## Exercise goal
Write out, please, the lines from the beginning of the material to the line with "Yep just cosmetic :)", including both ends and nothing else.

## Exercise data
[Start of section]

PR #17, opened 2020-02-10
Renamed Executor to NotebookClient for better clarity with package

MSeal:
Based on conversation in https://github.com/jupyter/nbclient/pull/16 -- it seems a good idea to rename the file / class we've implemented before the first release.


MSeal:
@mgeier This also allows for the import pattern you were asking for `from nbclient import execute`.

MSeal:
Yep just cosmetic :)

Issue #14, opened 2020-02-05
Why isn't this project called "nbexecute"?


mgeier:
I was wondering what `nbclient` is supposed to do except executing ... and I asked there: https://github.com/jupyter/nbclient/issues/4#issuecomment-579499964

[End of section]

## Finished task
PR #17, opened 2020-02-10
Renamed Executor to NotebookClient for better clarity with package

MSeal:
Based on conversation in https://github.com/jupyter/nbclient/pull/16 -- it seems a good idea to rename the file / class we've implemented before the first release.


MSeal:
@mgeier This also allows for the import pattern you were asking for `from nbclient import execute`.

MSeal:
Yep just cosmetic :)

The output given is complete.